尚不知如此是利是弊,而天子氣魄確已于此間將諸臣壓得服服帖帖了。
寒冬臘月,宮人裹著厚領夾絨的短襖,沿廊挑桿結上一盞盞紅燈籠,迎來了延狩一年的新春佳節。
平懷瑱自和壽宮行出,不巧撞著一位懷抱燈籠碎步小跑的宮人,驚得宮人一聲低呼,燈籠也忘記捧穩,由著它紅彤彤地滾遠,伏身跪拜告饒:“奴才該死,沖撞了圣駕,請皇上恕罪,請皇上恕罪……”
“起罷,”平懷瑱未垂首望他,凝耳聽了聽身后殿里的動靜,覺太上皇未受干擾才開口免他過失道,“太上皇尊體抱恙,在這和壽殿前切莫冒冒失失。”
“是,奴才謹記。”
燈籠滾落階下,平懷瑱目不斜視地行過那火似的一團,無意低語:“近年關了。”
雖是自語,跟在身后的蔣常卻答了話:“是,再不過半旬便是年三十了。”說著想起片刻前太上皇與皇上的交談,意指平懷瑱孝期將過,怕是開了春便該大婚立后,選秀入宮。
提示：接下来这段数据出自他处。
Issue #195, opened 2020-05-17
Once images are fixed, determine ongoing schedule for rake task and schedule it Heroku


mikevallano:
We want to keep data in sync w/ TMDB, so we should decide how frequently, and in what batch size we want to do it. 

Maybe once a month?

lortza:
Notes from our conversation yesterday:

I like the idea of once a month. We can look at our data to see what our average monthly `movies` table additions are, or we can just take a guess (60?). 

For the initial back-data, we'll query for the oldest `updated_at` with a limit of 300(?) and do that over the course of X days until that number of remaining un-updated-recently records drops below X.

mikevallano:
Closed with #202

PR #196, opened 2020-05-17
193: Get updated tmdb data

### LINKED ISSUE #193: TMDB images are broken
TMDB images are broken and this kind of wrecks the whole way our app works. 
Screenshot 2020-05-10 09 11 05

As far as we know, the problem is on TMDB's side. We should handle this in some way so that we can still use the app.

mikevallano:
## Related Issues & PRs
Closes #193

Adds a rake task to get latest data from TMDB and update the data in our DB accordingly. 

FYI, as of 5/17/20, there are 1,752 movies in our DB.

## Problems Solved
* The primary goal is to fix the broken images. But it's also good to regularly update the movie data from TMDB. There's a separate issue for that here: https://github.com/mikevallano/tmdb-moviequeue/issues/195

## Screenshots
N/A

## Things Learned
* The code written 4 years ago isn't great 😄 . 
* Scheduling tasks in Heroku is a thing (grassy @lortza )

### DIFF
--- a/Gemfile
+++ b/Gemfile
@@ -15,6 +15,7 @@ gem 'sdoc', '~> 0.4.0', group: :doc
 gem 'devise'
 gem 'figaro'
 gem 'friendly_id'
+gem 'httparty'
 gem 'rails_12factor', group: :production
 gem 'will_paginate'
 gem 'coveralls', '0.8.11', require: false
--- a/lib/tasks/update_tmdb_data.rake
+++ b/lib/tasks/update_tmdb_data.rake
@@ -1,8 +1,8 @@
 # To run the rake task: rake "tmdb_data:refresh"
 # To run from console: Rake::Task["tmdb_data:refresh"].invoke
 
-TIME_FRAME = 1.week.ago
-BATCH_SIZE = 50
+TIME_FRAME = (ENV['tmdb_refresh_time_frame_days'] || 7).to_i.days.ago
+BATCH_SIZE = (ENV['tmdb_refresh_batch_size'] || 50).to_i
 
 namespace :tmdb_data do
   desc 'refresh tmdb_data'
--- a/lib/tasks/update_tmdb_data.rake
+++ b/lib/tasks/update_tmdb_data.rake
@@ -7,19 +7,18 @@ BATCH_SIZE = (ENV['tmdb_refresh_batch_size'] || 50).to_i
 namespace :tmdb_data do
   desc 'refresh tmdb_data'
   task :refresh => :environment do
-    tmdb_ids = Movie
+    movies = Movie
       .where('updated_at < ?', TIME_FRAME)
       .order(updated_at: :asc)
       .limit(BATCH_SIZE)
-      .pluck(:tmdb_id)
 
-    puts "*** Refreshing #{tmdb_ids.count} movies..."
+    puts "*** Refreshing #{movies.count} movies..."
     updated_movies = []
 
-    tmdb_ids.each do |tmdb_id|
-      TmdbHandler.tmdb_handler_update_movie(tmdb_id)
-      puts "Movie refreshed. tmdb_id: #{tmdb_id}"
-      updated_movies << tmdb_id
+    movies.each do |movie|
+      TmdbHandler.tmdb_handler_update_movie(movie)
+      puts "Movie refreshed. tmdb_id: #{movie.tmdb_id}"
+      updated_movies << movie.tmdb_id
       sleep 0.01
     end
     output = "*** Updated_movies: count: #{updated_movies.count}. tmdb_ids: #{updated_movies}"
--- a/lib/tasks/update_tmdb_data.rake
+++ b/lib/tasks/update_tmdb_data.rake
@@ -22,7 +22,11 @@ namespace :tmdb_data do
       updated_movies << tmdb_id
       sleep 0.01
     end
-
-    puts "*** Updated_movies: count: #{updated_movies.count}. tmdb_ids: #{updated_movies}"
+    output = "*** Updated_movies: count: #{updated_movies.count}. tmdb_ids: #{updated_movies}"
+    puts output
+  rescue => error
+    output = "*** Updated_movies: count: #{updated_movies.count}. tmdb_ids: #{updated_movies}"
+    puts "Not all movies uptated. #{output}"
+    raise error
   end
 end
--- a/lib/tasks/update_tmdb_data.rake
+++ b/lib/tasks/update_tmdb_data.rake
@@ -1,5 +1,5 @@
-# rake "tmdb_data:refresh"
-# from console: Rake::Task["tmdb_data:refresh"].invoke
+# To run the rake task: rake "tmdb_data:refresh"
+# To run from console: Rake::Task["tmdb_data:refresh"].invoke
 
 TIME_FRAME = 1.week.ago
 BATCH_SIZE = 50
@@ -17,14 +17,10 @@ namespace :tmdb_data do
     updated_movies = []
 
     tmdb_ids.each do |tmdb_id|
-      res = TmdbHandler.tmdb_handler_update_movie(tmdb_id)
-      if res
-        puts "Movie refreshed. tmdb_id: #{tmdb_id}"
-        updated_movies << tmdb_id
-        sleep 0.01
-      else
-        break
-      end
+      TmdbHandler.tmdb_handler_update_movie(tmdb_id)
+      puts "Movie refreshed. tmdb_id: #{tmdb_id}"
+      updated_movies << tmdb_id
+      sleep 0.01
     end
 
     puts "*** Updated_movies: count: #{updated_movies.count}. tmdb_ids: #{updated_movies}"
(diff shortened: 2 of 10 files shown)


Gemfile
```diff
@@ -15,6 +15,7 @@ gem 'sdoc', '~> 0.4.0', group: :doc
 gem 'devise'
 gem 'figaro'
 gem 'friendly_id'
+gem 'httparty'
```
mikevallano, line 18: Cleaner way of making API requests.

lib/tasks/update_tmdb_data.rake
```diff
@@ -0,0 +1,32 @@
+# rake "tmdb_data:refresh"
+# from console: Rake::Task["tmdb_data:refresh"].invoke
+
+TIME_FRAME = 1.week.ago
+BATCH_SIZE = 50
```
mikevallano, line 5: I wanted to start out with a small sample as a way of testing. If this goes well, I think we could do batches of ~250. 

There are currently 1,752 movies in the DB, so if we ran this every day with 250, we'd update all movies in a week.

I think that's still really conservative since they don't have rate limits, but it's best to be safe.

lib/tmdb_handler.rb
```diff
@@ -81,52 +82,72 @@ def tmdb_handler_add_movie(tmdb_id)
...
-    @movie_to_update = Movie.find_by(tmdb_id: tmdb_id)
-    @movie = MovieMore.tmdb_info(@result)
-
-    @movie_to_update.update_attributes(title: @movie.title, imdb_id: @movie.imdb_id, genres: @movie.genres,
-      actors: @movie.actors, adult: @result[:adult], backdrop_path: @movie.backdrop_path,
-      poster_path: @movie.poster_path, release_date: @movie.release_date, overview: @movie.overview,
-      trailer: @movie.trailer, director: @movie.director, director_id: @movie.director_id,
-      vote_average: @movie.vote_average, popularity: @movie.popularity, runtime: @movie.runtime,
-      mpaa_rating: @movie.mpaa_rating)
+  def self.tmdb_handler_update_movie(tmdb_id)
```
mikevallano, line 85: Here I aimed to be very conservative and report to Sentry if anything unexpected happens.

Also, if anything goes wrong, we'll return nil out of this method, and then in the Rake task, it'll stop iterating and making API calls, just to be safe.

lib/tmdb_handler.rb
```diff
@@ -81,52 +82,72 @@ def tmdb_handler_add_movie(tmdb_id)
...
+    movie = Movie.find_by(tmdb_id: tmdb_id)
+    Raven.capture_message("movie not found in our db: #{tmdb_id}") && return unless movie
+
+    movie_url = "#{BASE_URL}/movie/#{tmdb_id}?api_key=#{ENV['tmdb_api_key']}&append_to_response=trailers,credits,similar,releases"
+    api_result = HTTParty.get(movie_url).deep_symbolize_keys rescue nil
+    Raven.capture_message("API request failed for tmdb_id: #{tmdb_id}") && return unless api_result && api_result[:id] == tmdb_id
```
mikevallano, line 91: If the request to `HTTParty.get(movie_url)` doesn't find a movie, the result looks like:

`{:status_code=>34, :status_message=>"The resource you requested could not be found."}`

I added the rescue just to be safe in case anything unexpected breaks. 

Otherwise, if the hash with the status_message is returned, the `id` won't match, and we'll get notified via Sentry, and the rake task will stop iterating.

lib/tmdb_handler.rb
```diff
@@ -81,52 +82,72 @@ def tmdb_handler_add_movie(tmdb_id)
...
+
+    updated_data = MovieMore.tmdb_info(api_result)
+
+    if movie.title != updated_data.title
+      msg = "Movie title doesn't match. tmdb_id: #{tmdb_id}. Current title: #{movie.title}. Updated title: #{updated_data.title}"
+      Raven.capture_message(msg) && return
+    end
```
mikevallano, line 98: I added this just to be super safe that we're not accidentally borking data.

lib/tmdb_handler.rb
```diff
@@ -81,52 +82,72 @@ def tmdb_handler_add_movie(tmdb_id)
...
+
+    movie.update!(
```
mikevallano, line 100: This is just a syntax cleanup.

lib/tmdb_handler.rb
```diff
@@ -81,52 +82,72 @@ def tmdb_handler_add_movie(tmdb_id)
...
+    )
   end
 
   def tmdb_handler_actor_more(actor_id)
     tmdb_handler_person_detail_search(actor_id)
   end
 
   def tmdb_handler_person_detail_search(person_id)
-    api_bio_url = "https://api.themoviedb.org/3/person/#{person_id}?api_key=#{ENV['tmdb_api_key']}"
+    api_bio_url = "#{BASE_URL}/person/#{person_id}?api_key=#{ENV['tmdb_api_key']}"
```
mikevallano, line 124: This is just a code cleanup so we're not repeating the same base url everywhere. So when it changes from `/3/` to `/4` or whatever, it only needs to be updated in one place.

lib/tasks/update_tmdb_data.rake
lortza: I agree.

mikevallano:
Ok, I made some tweaks: mainly handling potential errors. 

I realized that the rake task will stop if an error is raised, so instead of hacking and returning nil unnecessarily, we can just raise an error if anything unexpected happens, and the rake task will stop, and not continue making API requests, or iterating if the code is busted.

I also realized there was a failing test from your last PR (I fixed it) and that Travis is being fucky: showing `passing` when the build failed, and showing `failed` when the build is passing. I guess we'll need to actually look at the Travis result before merging PRs to be safe.

spec/helpers/movies_helper_spec.rb
```diff
@@ -14,7 +14,11 @@
 
     it 'returns an image tag if the movie has a poster path' do
       allow(movie).to receive(:poster_path).and_return('tester')
-      expect(helper.image_for(movie)).to eq(image_tag("http://image.tmdb.org/t/p/w185#{movie.poster_path}"))
+      expect(helper.image_for(movie)).to eq(
+        image_tag("http://image.tmdb.org/t/p/w185#{movie.poster_path}",
+          title: movie.title,
+          alt: movie.title)
+        )
```
lortza, line 21: Ah, that makes sense. Super weird that Travis didn't give us a clear heads-up on that.

lib/tmdb_handler.rb
lortza: Good call. Borking would be bad.

lib/tmdb_handler.rb
lortza: Yes. Very nice!

lib/tmdb_handler.rb
```diff
@@ -81,52 +88,74 @@ def tmdb_handler_add_movie(tmdb_id)
...
+    movie_url = "#{BASE_URL}/movie/#{tmdb_id}?api_key=#{ENV['tmdb_api_key']}&append_to_response=trailers,credits,similar,releases"
+    api_result = HTTParty.get(movie_url).deep_symbolize_keys rescue nil
+    raise TmdbHandlerError.new("API request failed for tmdb_id: #{tmdb_id}") unless api_result && api_result[:id].to_s == tmdb_id.to_s
+
+    updated_data = MovieMore.tmdb_info(api_result)
+
+    if movie.title != updated_data.title
+      msg = "Movie title doesn't match. tmdb_id: #{tmdb_id}. Current title: #{movie.title}. Updated title: #{updated_data.title}"
+      raise TmdbHandlerError.new(msg)
+    end
```
lortza, line 104: Instead of raising an error, let's just return out of this method. This will skip the update for this particular movie, but allow the rake task to continue to run for other movies:

```ruby
if movie.title != updated_data.title
  puts "Movie title doesn't match. tmdb_id: #{tmdb_id}. Current title: #{movie.title}. Updated title: #{updated_data.title}"

  return
end
```

lib/tasks/update_tmdb_data.rake
```diff
@@ -0,0 +1,28 @@
...
+      .limit(BATCH_SIZE)
+      .pluck(:tmdb_id)
+
+    puts "*** Refreshing #{tmdb_ids.count} movies..."
+    updated_movies = []
+
+    tmdb_ids.each do |tmdb_id|
+      TmdbHandler.tmdb_handler_update_movie(tmdb_id)
+      puts "Movie refreshed. tmdb_id: #{tmdb_id}"
+      updated_movies << tmdb_id
```
lortza, line 22: From what I can tell, the `updated_movies` count will always be the same as the input count. There aren't any conditions in this loop that would prevent a movie from being counted. When we raise an error, it just stops the loop, but doesn't adjust the output count. 

I'm not prioritizing making this count smarter. It seems like it could be a lot of effort for minimal reward.

lortza:
This looks good! I think it is in great shape to do a trial run.

lib/tmdb_handler.rb
lortza, line 104: Instead of raising an error, let's just return out of this method. This will skip the update for this particular movie, but allow the rake task to continue to run for other movies:

```ruby
if movie.title != updated_data.title
  puts "Movie title doesn't match. tmdb_id: #{tmdb_id}. Current title: #{movie.title}. Updated title: #{updated_data.title}"

  return
end
```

蔣常沒敢多嘴此事,瞧了平懷瑱三十來年,一眼能瞧出他何時愉悅何時不快,知他此刻心中已是陰云密布,便只在那半句應和后悶著聲同他行走,伴他不知行往哪兒去。
宮里已有許久不見李清玨身影。
當日平懷瑱封官任賢,見工部之位有缺,擅封李清玨為工部侍郎,是日起,李清玨便未入宮。朝中除寥寥知情者幾人,皆不識“李清玨”三字,隱約探得他出身元將營中,又因他久不參朝,實在過于囂張,難免暗中計較,揣測其為元家近戚。
李清玨耳不聞心不煩,宿在京外侄兒家中,任憑流言蜚語日益夸大。平懷瑱惱了數日,總算忙過一晌,騰出余裕出宮尋他。
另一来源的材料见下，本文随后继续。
Issue #210, opened 2020-07-04
Refactor sorting scopes


mikevallano:
It's very inefficient currently

PR #211, opened 2020-07-04
209: Default sorting to recently added to list

### LINKED ISSUE #209: Default order to recently added to list
Default order to recently added to list

mikevallano:
## Related Issues & PRs
Closes #209

## Problems Solved
* Defaults sort to recently added to the list, with a secondary sort of priority. 

Since we don't really use priority, it's more helpful to order by when a movie was added to the list

## Screenshots
defualt_sort

## Things Learned
* The sorting code is currently a mess. I started refactoring, but opened a separate issue (#210)

### DIFF
--- a/app/models/movie.rb
+++ b/app/models/movie.rb
@@ -45,7 +45,7 @@ class Movie < ActiveRecord::Base
   scope :by_recent_release_date, -> { order(:release_date).reverse_order }
   scope :by_highest_vote_average, -> { order(:vote_average).reverse_order }
   scope :default_list_order, -> (list) do
-    list.movies.order('listings.created_at desc, listings.priority desc')
+    list.movies.order('CAST(listings.created_at as DATE) desc, listings.priority desc')
   end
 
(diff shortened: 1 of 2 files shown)


app/models/movie.rb
```diff
@@ -44,6 +44,9 @@ def self.by_tag_and_user(tag, user)
   scope :by_longest_runtime, -> { order(:runtime).reverse_order }
   scope :by_recent_release_date, -> { order(:release_date).reverse_order }
   scope :by_highest_vote_average, -> { order(:vote_average).reverse_order }
+  scope :default_list_order, -> (list) do
+    list.movies.order('listings.created_at desc, listings.priority desc')
+  end
```
lortza, line 49: Just writing this down since we just discussed it...
This secondary sort won't be effective against a timestamp. If we'd like to have this feature work, we'd have to process the `created_at` a little bit, like `listings.created_at.to_date` to make it possible for an entry to have the same date as another, therefore allowing space for the priority ranking.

蔣常隨皇上出宮,雖說不可大張旗鼓,卻少了從前那份小心翼翼,再不必提防著何處暗布人眼,坦坦蕩蕩驅馬引車,往京郊李家農院駛去。
院里榆樹光禿禿落盡了葉,愈顯冬寒,李清玨拾凳坐在檐下,仰頭望著枝干走神,隨著漸近的馬蹄與車轍聲響轉過眼來,那一時莫名生出幾分心不在焉,看平懷瑱自車中行出,似與從前相同,又似分外不同。
不及起身,室內侄兒已聽著聲響出來,十六少年至今仍不知平懷瑱身份,眉開眼笑喚著“瑯叔”迎來。
“許久不見瑯叔了。”
“近來事忙,”平懷瑱同他笑作解釋,見少年比從前更加挺拔俊朗,欣慰又道,“瑞寧長高了些。”